When someone asked him about his relationship with Leonard Hagler said: "I don't concentrate on him that much. I still feel like a winner. I fought my way out of the Newark ghetto and became a champion of the world. And I still feel like a winner. Boxing is my love and it is still in my heart. I still fondly remember all the aches and pains.
"Leonard is not a problem for me. I've got a brand new life. Sugar Ray Leonard is my past."
After receiving the award, Leonard said, "I know Hagler is still mad at me. . . ."
And Hagler interrupted from the audience, "Shut up, I ain't saying anything about you."

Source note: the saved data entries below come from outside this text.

PR #12949, opened 2026-02-12
Add more tests around user account behavior

carols10cents:
These are tests I extracted (plus some additional ones) from this PR we decided to close:

<https://github.com/rust-lang/crates.io/pull/12861>

The tests are still good and add coverage for user account edge cases we'll need to consider as we work on supporting multiple login services.

### DIFF
--- a/src/tests/routes/users/read.rs
+++ b/src/tests/routes/users/read.rs
@@ -4,6 +4,7 @@ use crates_io::models::NewUser;
 use crates_io::schema::users;
 use crates_io::views::EncodablePublicUser;
 use diesel_async::RunQueryDsl;
+use insta::assert_snapshot;
 use serde::Deserialize;
 
 #[derive(Deserialize)]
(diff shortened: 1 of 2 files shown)


src/tests/owners.rs
```diff
@@ -867,6 +867,51 @@ async fn highest_gh_id_is_most_recent_account_we_know_of() {
...
+
+    // Adding a user that doesn't exist at all also fails
+    let response = owner_token
+        .add_named_owner(krate_name, "nonexistent_username")
+        .await;
+    assert_snapshot!(response.status(), @"400 Bad Request");
+    assert_snapshot!(
+        response.text(),
+        @r#"{"errors":[{"detail":"could not find user with login `nonexistent_username`"}]}"#
+    );
```
Turbo87: there is some overlap here with: https://github.com/rust-lang/crates.io/blob/aa4548c32eb1b0a8d5626f88397903cda54204b9/src/tests/routes/crates/owners/add.rs#L296-L308

do you think we need both? I'm not sure if anything in this setup differs significantly 😅

carols10cents: oooooooops nope, i'll take the new one back out!

PR #2834, opened 2026-03-26
[SelectInput]: fix action icons positioning and interaction in SelectSingle

ArtemLazarchuk:
## Description
This PR addresses layout and interaction issues in the [SelectSingleVariant](cci:1://file:///Users/mak/git/Ivy-Interactive/Ivy-Framework/src/frontend/src/widgets/inputs/SelectSingleVariant.tsx:23:0-285:2) component.
### Changes Made:
- **Layout Fix:** Previously, action icons (Clear, Invalid, Loading) were positioned using an external absolute container that incorrectly overlaid the input text. They have now been moved directly inside the `SelectTrigger` to ensure stable and consistent positioning relative to the input field.
- **Interaction Bugfix:** Fixed an issue where clicking the "Invalid" icon or the "Loading" spinner would erroneously trigger the Radix Select dropdown. Added `onPointerDown` stop propagation to the icon container to isolate these actions from the main trigger.
- **Single-Click Clear:** Resolved the issue where the "Clear" (X) button required two clicks to function. It now correctly clears the state on the first click without triggering the popover.
- **Code Simplification:** Unified the event-handling logic by moving `stopPropagation` and `preventDefault` to a parent container, reducing code duplication across individual icons.
## Impact:
Improves UI consistency and prevents accidental dropdown activation when interacting with control icons (Clear/Invalid/Loading).

https://github.com/user-attachments/assets/67f96297-58f3-46d7-b68e-438017e4933a

### DIFF
--- a/src/Ivy.Samples.Shared/Apps/Widgets/Inputs/SelectInputApp.cs
+++ b/src/Ivy.Samples.Shared/Apps/Widgets/Inputs/SelectInputApp.cs
@@ -145,7 +145,7 @@ public class SelectInputVariantsExample : ViewBase
 
     public override object? Build()
     {
-        var colorState = UseState<Colors?>(Colors.Red);
+        var colorState = UseState(Colors.Red);
         var colorArrayState = UseState(Array.Empty<Colors>());
         var nullableColorArrayState = UseState<Colors[]?>(() => null);
         var iconsState = UseState<string>("bold");


src/Ivy.Samples.Shared/Apps/Widgets/Inputs/SelectInputApp.cs
```diff
@@ -145,7 +145,7 @@ private enum Colors { Red, Green, Blue, Yellow }
 
     public override object? Build()
     {
-        var colorState = UseState(Colors.Red);
```
rorychatt, line 148: let's keep the enum type of this usestate

rorychatt: or why did you change this?

rorychatt:
@claude review this

src/Ivy.Samples.Shared/Apps/Widgets/Inputs/SelectInputApp.cs
ArtemLazarchuk: > or why did you change this?

I changed this because enums use a default value. For example, if the default is Color.Red, and I change it to green, then press clear, it resets back to the initial default value (Red) instead of actually clearing it.

rorychatt: Sounds like a bug then, maybe
the purpose of enum there was to show that the type works with color enum values

ArtemLazarchuk:
@rorychatt In C#, an Enum (just like int or bool) is a Value Type, meaning it cannot be empty (null) by default. To make the field clearable, we must use the nullable version — <Colors?>. This is the only way for the component to correctly represent a 'nothing' state. Maybe...

rorychatt:
@ArtemLazarchuk if we have a separate col for nullable colors enum, then we keep this as colors. if we don't -> we can make this Colors?

ArtemLazarchuk:
We no longer need a separate column for nullable — this is now inferred automatically from the type.

- `Colors?` → nullable: Clear is available, and deselect is allowed.
- `Colors` → non-nullable: no Clear, and deselect is blocked.

### What was improved

- **Backend**
  - `SelectInput` now always serializes `nullable` to the frontend.
  - Added safe handling for empty enum input to prevent `Enum.Parse` crashes with nullable enum flows.

- **Frontend**
  - Clear (`X`) in Select is shown only when `nullable = true`.
  - Removed Clear button from **Toggle (single-select)**.
  - Improved deselect behavior:
    - nullable → deselect sends `null`
    - non-nullable → deselect is ignored (current value remains selected)
    
  https://github.com/user-attachments/assets/f75067e9-77db-4b39-8263-3a0ea837fa5b

artem-ivy-ai:
### Deleted

PR #2837, opened 2026-03-26
Add missing closing braces in `Ivy.Widgets.{Leaflet, Tiptap}` package.json files

zachwolfe:
156fa65 fixed this for the other two widgets only. I found this by building `Ivy/Ivy.slnx`, which uses Tiptap.

@rorychatt Do you think these external widget projects should be added to `Ivy-Framework.slnx` to make it easier to detect issues like this? Or would that slow down the build too much?


artem-ivy-ai:
### Deploying...

rorychatt:
@zachwolfe we want to keep the core package as light as possible.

It was one of the few times in his distinguished career that Leonard was left without an answer.
The Boxer of the Decade banquet, which was a tribute to the late Mark Grossinger Etess, the executive vice president of the Trump organization who died in a helicopter crash in 1989, raised money for indigent fighters.
One of the more touching moments was a speech by former junior welterweight champion Aaron Pryor, whose drug problems cost him his title and dignity.
Pryor, who lost only one of 30 pro fights, is trying to get his life back in order while fighting obscure rivals in Wisconsin and Oklahoma for small purses.
"I love boxing. That's all I've got left," he said. "I'm clean now, and I hope to set an example for the kids who have to overcome problems."
Most state commissions have barred Pryor from fighting because of a detached retina. Most recently, his license application was rejected by New York state boxing officials.
"Why single me out," he said. "They just approved Leonard for a fight with Terry Norris. Ray also had an eye operation. I've just got to keep fighting the system."
Former heavyweight champion Larry Holmes purchased a property in his hometown of Easton, Pa., that is now being used as a federal court house.
"Now I finally own the judges," Holmes, who still disputes the loss of his heavyweight crown to Michael Spinks, said with a laugh. "Not only that, but it has three jail cells. I know a few people in this boxing business I'd like to lock up."
But Holmes is moving to Jacksonville, Fla., where he says he will concentrate on fishing and the good life.
Baltimore promoter Stuart Satosky is planning a boxing card for Painters Mill Theater Jan. 24. Andrew Maynard, the 1988 Olympic light heavyweight champion, will head the card. An opponent has not been named.